Ok, so I did a test.
I shot one roll of a still life consisting of a few items sitting on my kitchen table: two flashes (black with details), a bag of coffee (green bag), along with a couple of white coffee cups, a steel reel, and my computer mouse (black) and napkin (white)
I shot sequences at 400, 320, 250, 200 blank blank blank, 400, 320, 250, 200, blank blank blank...etc.
I split the roll in half and developed one half at the Ilford recommended time of 11 minutes, and the other half at the Massive Dev time of 13 minutes.
Then I made a contact sheet for minimum time to get max black. (which was 18 seconds) at grade 2
I then made (without moving anything) four 8x10's, (the ones box speed and ones at 200) all printing for the same 18 seconds and grade 2. Here are the results:
Exposed at 400 and dev'd for 11 seconds:
Shadows / blacks are a bit weak but the highlights look good with just enough detail where it needs to be.
Exposed at 200 and dev'd for 11 seconds:
Shadows / blacks are a bit weak and the highlights are void of all of the detail that they should have.
Exposed at 400 and dev'd for 13 seconds:
Shadows / Blacks are nice and strong and highlights are good with just enough detail where it needs to be.

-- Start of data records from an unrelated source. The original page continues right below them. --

PR #5984, opened 2024-05-22
added the ability to specify @ version when installing from url

### LINKED ISSUE #5977: Autoupdate to manifest url
Hello everyone!

I was wondering if there was any way i could use the `autoupdate`  name@version feature with a manifest specified as a path and not from a bucket.

For example lets say i have a `manifest.json` that has an `autoupdate` field. If I were to run:

`scoop install ./manifest.json@20`

I would receive the error: `Couldn't find manifest for 'manifestjson@20'`

Is there any workaround to this? Any flags i could set?

insertokername:
added the ability to use the @ symbol when using `scoop install` with a url

#### Description

Simple change to the regex that matches the name of the app to not require the whole string to be ending with .json

fixes #5977 

This has been tested with all installation methods that have been mentioned in the `scoop install --help` 

#### Checklist:

- [X] I have read the [Contributing Guide](https://github.com/ScoopInstaller/.github/blob/main/.github/CONTRIBUTING.md).

### DIFF
--- a/lib/core.ps1
+++ b/lib/core.ps1
@@ -1192,7 +1192,7 @@ function applist($apps, $global) {
 }
 
 function parse_app([string]$app) {
-    if ($app -match '^(?:(?<bucket>[a-zA-Z0-9-_.]+)/)?(?<app>.*\.json$|[a-zA-Z0-9-_.]+)(?:@(?<version>.*))?$') {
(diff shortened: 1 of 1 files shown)


insertokername:
Closed so i can make a new pull request that has the signed commit.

Exposed at 200 and dev'd for 13 seconds:
Shadows / Blacks are nice and strong but highlights are void of all of the detail that they should have.
Now I know why the massive dev chart said 13 seconds, clearly that time produced the best print using the minimum time for max black for my paper.
I do think that my earlier negs were so far out of the ball park that I did something wrong, I'm guessing it was a significant math error. Those negs weren't even in the ball park.